Were Bob Herbert to look around he would notice that places on the North American continent where petroleum is being extracted are booming economically. North Dakota, Western Canada, the Gulf of Mexico are all places with lots of energy resources and exploiting them creates jobs (high paying jobs!) and moderates the price of energy for the rest of us. It should be a win-win proposition but the religion of Liberalism does not allow for such obvious resolutions to the problem of economic stagnation and inequality.
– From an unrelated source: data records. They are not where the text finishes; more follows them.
PR #289, opened 2019-04-05
add min number of points per cell to reduce noise

baumanta:
this is a new version of [PR 223](https://github.com/PX4/avoidance/pull/223)

It should mitigate noise in the incoming data by only storing point, which have enough other ones confirming them.

The exact parameter value has to be tune in test flights


jkflying:
Flight testing of this showed problems, we'll have to come back to this at some point but for now this can be closed.

PR #293, opened 2019-04-08
Set final cloud info finally

sunzj:
Set the final_cloud info outside the loop.
Early stopping while check histogram empty.


local_planner/include/local_planner/histogram.h
```diff
@@ -55,7 +56,10 @@ class Histogram {
   * @param[in] value, distance to the vehicle of obstacle mapped to (x, y) cell
   *[m]
   **/
-  inline void set_dist(int x, int y, float value) { dist_(x, y) = value; }
+  inline void set_dist(int x, int y, float value) {
+    dist_(x, y) = value;
+    is_empty = false;
```
baumanta: What if a cell is set back to zero? 
We fill all histogram cells with the sum of all distances, then , if not enough points are in one cell it is set back to 0 as we assume it was noise. I think this will not work for this case: https://github.com/PX4/avoidance/blob/978bb05f3fd6b060de4c417809e73318a3e121a4/local_planner/src/nodes/planner_functions.cpp#L134

sunzj: although now don't use the "noise" condition https://github.com/PX4/avoidance/blob/978bb05f3fd6b060de4c417809e73318a3e121a4/local_planner/src/nodes/planner_functions.cpp#L130
In case sometime use it. ...So still need check all histogram cells. I rollback to early stopping.

local_planner/src/nodes/histogram.cpp
```diff
@@ -52,17 +53,10 @@ void Histogram::downsample() {
...
-      }
-    }
-  }
-  return counter == 0;
+void Histogram::setZero() {
+  dist_.fill(0.f);
+  is_empty_ = true;
 }
+
+bool Histogram::isEmpty() const { return is_empty_; }
```
Jaeyoung-Lim: Correct me if I am wrong, but I think this will never become false with the current implementation.

baumanta: yes that was exactly was I was trying to say :+1:

sunzj: Since the cell may set to 0.f. So it needs check all cells in Histogram::isEmpty(), rollback to early stopping version.

baumanta:
@jkflying @sunzj I think that would be a good idea. There are already histogram test in here https://github.com/sunzj/avoidance/blob/90f96eaa11e71ab75620c683f7d2d08719ca4dcc/local_planner/test/test_planner_functions.cpp#L701 I think you could just add the `isEmpty` test there as well

sunzj:
@jkflying @baumanta added unit test for Histogram::isEmpty().

PR #305, opened 2019-04-15
Offtrack State

mrivi:
This PR is an effort to make the avoidance system seamless to the mission mode. When the vehicle has finished avoiding an obstacle and it's more than the cruise speed away from the line previous-current goal, it will go back to the line between the previous and the current gaol entering at 60 degrees. 

offtrack


jkflying:
Needs a rebase

mrivi:
Rebased

jkflying:
Re-tested this in SITL, I think as an initial implementation it will be ok, we might need further ideas for how to do this during the avoidance mode as well.

PR #306, opened 2019-04-15
Verbosity

baumanta:
Add debugging info if the planner fails to obtain position data from the FCU
debugging

### DIFF
--- a/local_planner/resource/custom_rosconsole.conf
+++ b/local_planner/resource/custom_rosconsole.conf
@@ -1,1 +1,1 @@
-log4j.logger.ros.local_planner=ERROR
+log4j.logger.ros.local_planner=WARN
--- a/local_planner/src/nodes/local_planner_node_main.cpp
+++ b/local_planner/src/nodes/local_planner_node_main.cpp
@@ -46,24 +46,27 @@ int main(int argc, char** argv) {
 
     ros::Duration timeout_termination =
           ros::Duration(Node.local_planner_->timeout_termination_);
+    ros::Time start_query_position = ros::Time::now();
+    bool sent_error = false;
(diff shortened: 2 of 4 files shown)


local_planner/src/nodes/local_planner_node_main.cpp
```diff
@@ -42,9 +42,30 @@ int main(int argc, char** argv) {
...
     while (!Node.position_received_ && ros::ok()) {
       ros::getGlobalCallbackQueue()->callAvailable(ros::WallDuration(0.1));
+      ros::Duration since_query = ros::Time::now() - start_query_position;
+      if (since_query > timeout_termination && !sent_error) {
+        // clang-format off
+    	  ROS_WARN("\033[1;33m Planner abort: missing required data \n \033[0m");
+    	  ROS_WARN("----------------------------- Debugging Info -----------------------------");
+    	  ROS_WARN("Local planner has not received a position from FCU, check the following: ");
+    	  ROS_WARN("1. Check cables connecting PX4 autopilot with onboard computer");
+    	  ROS_WARN("2. Set PX4 parameter MAV_1_MODE to Onbard");
```
jkflying: *onboard

local_planner/resource/custom_rosconsole.conf
```diff
@@ -1 +1 @@
-log4j.logger.ros.local_planner=ERROR
\ No newline at end of file
+log4j.logger.ros.local_planner=WARN
```
jkflying: We aren't using WARN anywhere else that might get noisy now, are we?

baumanta: now, it is just this paragraph and the missing pointcloud that are WARN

[We should all be offended that Obama implores the Brazilians to drill for oil in deep waters off their coast, with the promise that we will be their best customer, while he impedes our ability to drill off our coasts and on our lands. American firms have pioneered environmentally sensitive drilling technology. Who would do a better job protecting the environment while extracting oil than American companies who have gigantic incentives to do ti right under the watchful eye of the American MSM and American regulators? Perhaps we should continue to rely on oil drilling in far off countries where oil spills and contamination can occur out of the MSM's awareness; if it isn't on the front page of the New York Times, presumably an oil spill doesnt count.]
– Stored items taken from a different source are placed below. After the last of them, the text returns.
Issue #9, opened 2018-11-29
Implement Baseline Integration Tests


sandysage:
Update the integration and accessibility tests to properly function for the "nsILogins" addon experience.

The [original tests](https://github.com/mozilla-lockbox/lockbox-extension/tree/master/test/integration) assume the functionality that requires a separate Firefox Accounts login and passwords database (from that built into Firefox).

Assume starting with a clean slate:
* add a login
* delete a login
* modify a login
* view the list on the management view
* view the list on the doorhanger

Parent of #54
Parent of #55
Parent of #56

PR #22, opened 2018-12-10
Refactor integration/accessibility tests

linuxwolf:
Connected to #9

This refactor better uses the Selenium-based `webdriver` and the underlying `web-ext` API to run integration functional/accessibility tests using the same patterns the unit tests use.

This also adds support for running accessibility testing via `axe-webdriverjs` (to start, the management homepage).

### DIFF
--- a/src/manifest.json.tpl
+++ b/src/manifest.json.tpl
@@ -8,6 +8,9 @@
     "96": "icons/lb_locked.svg"
   },
 
+
+  "content_security_policy": "script-src 'self' {{csp_scripts}} ; object-src 'self' {{csp_objects}}",
+
   "applications": {
     "gecko": {
       "id": "{{id}}",
--- a/src/manifest.json.tpl
+++ b/src/manifest.json.tpl
@@ -9,7 +9,7 @@
   },
 
 
-  "content_security_policy": "script-src 'self' {{csp_scripts}} ; object-src 'self' {{csp_objects}}",
+  "content_security_policy": "script-src 'self' {{testing_csp_scripts}} ; object-src 'self' {{testing_csp_objects}}",
 
   "applications": {
     "gecko": {
--- a/test/integration/a11y-test.js
+++ b/test/integration/a11y-test.js
@@ -1,0 +1,48 @@
+/**
+ * This Source Code Form is subject to the terms of the Mozilla Public
+ * License, v. 2.0. If a copy of the MPL was not distributed with this
+ * file, You can obtain one at http://mozilla.org/MPL/2.0/.
+ */
+
+import getWebExtension from "./driver";
+import AxeBuilder from "axe-webdriverjs";
+import chai from "chai";
+import chaiAsPromised from "chai-as-promised";
+
+chai.use(chaiAsPromised);
+
+describe("accessibility", () => {
+  let webext;
+  let helper;
+
+  before(async () => {
+    webext = await getWebExtension();
+    await webext.start();
+
+    helper = {
+      async home() {
+        const url = webext.url("/list/manage.html");
+        const { driver, webdriver } = webext;
+        await driver.get(url);
+
+        return driver.wait(webdriver.until.elementLocated(
+          webdriver.By.css("main#content")
+        ), 1000);
+      },
+    };
+  });
+  after(async () => {
+    await webext.stop();
+  });
+
+  beforeEach(async () => {
+    await webext.inContent();
+  });
+
+  it("tests homepage", async () => {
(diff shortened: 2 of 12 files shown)


6a68:
@linuxwolf On my mac, I'm not able to get `npm run integration` to correctly choose Nightly; it defaults to release channel Firefox, then the test fails, because the addon is unsigned. I think the binary needs to be explicitly set in the webdriver code (unless there's a command-line option I haven't discovered).

I found a reference snippet in a [semi-recent blog post](https://mykzilla.org/2017/08/30/headless-firefox-in-node-js-with-selenium-webdriver/) that seems relevant:

```js
const binary = new firefox.Binary(firefox.Channel.NIGHTLY);
binary.addArguments("--headless");
const driver = new Builder()
  .forBrowser('firefox')
  .setFirefoxOptions(new firefox.Options().setBinary(binary))
  .build();
```

This doesn't immediately work here, because the `firefox()` getter inside driver.js causes breakage when trying to access `firefox.Binary` and `firefox.Channel`. A little juggling should get it working, though, I think?

linuxwolf:
That's a good catch, and I'll add a way to set which Firefox to look for.

I lean toward making it configurable via environment variables and/or npm config properties, though.  For instance, I really want automated testing to run against either `unsigned` or `beta` so we're not too bleeding edge.

test/integration/driver.js
```diff
@@ -0,0 +1,142 @@
...
+
+    // load web-ext
+    const webext = this.webext;
+    await driver.setContext(firefox.Context.CHROME);
+    webext.id = await driver.installAddon(webext.extensionPath);
+    webext.hostname = await driver.executeScript(`
+      const Cu = Components.utils;
+      const Services = ChromeUtils.import("resource://gre/modules/Services.jsm");
+      const { WebExtensionPolicy } = Cu.getGlobalForObject(Services);
+      return WebExtensionPolicy.getByID("${webext.id}").mozExtensionHostname;
```
6a68: I'd probably ask somebody on the addons team (maybe @aswan?) if there's a better incantation to use here, just to be sure.

src/manifest.json.tpl
```diff
@@ -8,6 +8,9 @@
     "96": "icons/lb_locked.svg"
   },
 
+
+  "content_security_policy": "script-src 'self' {{csp_scripts}} ; object-src 'self' {{csp_objects}}",
```
6a68: Since this is a template file, not just straight json, maybe add a comment to explain that the CSP rule is needed to allow the a11y test to inject code into a running page

test/integration/a11y-test.js
```diff
@@ -0,0 +1,43 @@
...
+    await webext.inContent();
+  });
+
+  it("tests homepage", async () => {
+    await helper.management();
+
+    return AxeBuilder(webext.driver).
+      analyze().
+      then(results => {
+        expect(results).violations("critial").to.deep.equal([]);
```
6a68: typo: "critical"

linuxwolf: 🤦‍♂️

src/manifest.json.tpl
linuxwolf: While a template file, the template language isn't that sophisticated, but I'll see what I can do to approximate a comment.

test/integration/driver.js
linuxwolf: That's a good point.

This was copied almost verbatim from `lockbox-extension`'s test setup, and was a pattern I saw elsewhere, but it doesn't make it the best.

linuxwolf:
@mozilla-lockbox/desktop-engineering mind doing another CR?  There were some non-trivial changes to address the comments, and another pass seems worthwhile.

src/manifest.json.tpl
6a68: Feel free to ignore this suggestion if it makes things too complicated; future people can always rely on git blame to find their way to some context :-)

linuxwolf: it's kind of turning into that \-:

This project is using [json-templater](https://github.com/lightsofapollo/json-templater) to turn it into a full-fledged JSON file.  It supports a simplified mustache syntax via a hand-rolled parser.

I could replace this module with something else, but this was the best match we found the first and second times through.  The alternative seems to be to roll own own, which I'm really not inclined to do ...

linuxwolf: changes the `csp_` variable names to note they're for testing purposes

linuxwolf:
merged with @6a68 's earlier r+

I won't even begin to address the issues of education. When Steve Sailer points out that Mexicans in America do better in American schools than Mexicans in Mexico or that Swedes in American schools do better than Swedes in Swedish schools, and yet no one in the MSM or the education establishment is willing to even parse the numbers, we have a problem that goes far beyond Liberal versus Conservative, Democrat versus Republican. When you constantly misdiagnose a problem, treatment is compromised. By all means elevate our expectations of our students but as long as we expect Americans of Mexican extraction to do equally well as Americans of Swedish or Chinese extraction, we will be wasting our time and money on an impossible dream. Someday, once we have figured out why some minorities consistently under-perform others and how to address the unequal outcomes, we might see the gaps close. That day is not now and blaming the teachers (among the Right's favorite villains) or some unidentifiable, unquantifiable societal bias, means we will continue to misdiagnose and waste our precious resources.
I am with Bob Herbert in his painful recognition that growing economic inequality is bad for America. Where I part company is in believing that government, with our increasing crony capitalism, and our "own goal" behavior limiting the utilization and exploitation of our bounteous resources, is any way to solve the problem.
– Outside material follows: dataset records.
PR #24, opened 2018-12-13
Bugfix for npm run run on Windows 10

lmorchard:
Use cross-env-shell to expand $npm_config_webext_runflags in `npm run run`


lmorchard:
Looks like cross-env isn't enough to get env vars expanded in npm script commands under Windows 10 powershell.

PR #41, opened 2018-12-18
Move clipboard operations into async background handler

### LINKED ISSUE #7: Clear clipboard after `copy`
## Acceptance criteria
* similar to mobile apps, should clear the clipboard 1 minute after a username and/or password is copied into it

## References
* [Clipboard API (MDN)](https://developer.mozilla.org/en-US/docs/Web/API/Clipboard_API)

lmorchard:
- CopyToClipboardButton no longer does a clipboard operation, just
  displays "copied" feedback and passes resolved toCopy to onCopy

- Every onCopy handler now accepts toCopy to carry the clipboard value
  into the copiedField() action creator

- Tweak copiedField() action creator to dispatch COPIED_FIELD_STARTING and
  COPIED_FIELD_COMPLETED tracking async message to background script

- Add clipboard module to background script along with "copied_field"
  message type

- Add clipboardRead permission - so that we can check that clipboard
  content has not changed since we wrote to it before clearing it

- Drop copy-to-clipboard dependency

- Updates to tests

Fixes #7

### DIFF
--- a/src/background/clipboard.js
+++ b/src/background/clipboard.js
@@ -1,0 +1,24 @@
+const CLIPBOARD_CLEAR_DELAY = 1 * 60 * 1000; // 1 minute
+
+let clearClipboardTimer = null;
+
+export async function copyToClipboard(field, toCopy, navigatorClipboard = navigator.clipboard) {
+  if (clearClipboardTimer) {
+    // Clear any existing timer before scheduling a new one.
+    window.clearTimeout(clearClipboardTimer);
+  }
+  await navigatorClipboard.writeText(toCopy);
+  clearClipboardTimer = window.setTimeout(
+    async () => {
+      clearClipboardTimer = null;
+      // Only clear the clipboard if it still holds the value set earlier.
+      const inClipboard = await navigatorClipboard.readText();
+      if (inClipboard === toCopy) {
+        navigatorClipboard.writeText("");
+      }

Make energy cheaper, allow our native entrepreneurship to flourish, entice technological advances with the promise of great riches unencumbered by government, and our economy will soar, with the middle class soaring along with it. In twenty years, if we do not foul up the future, we will be discussing how to manage an economy of abundance rather than scarcity. We will get there faster if the Liberals would only open their minds to the possibilities of their fellow countrymen.
I will miss Bob Herbert's columns; I also plan on sending him a link to this post. If he responds, I will be sure to post it.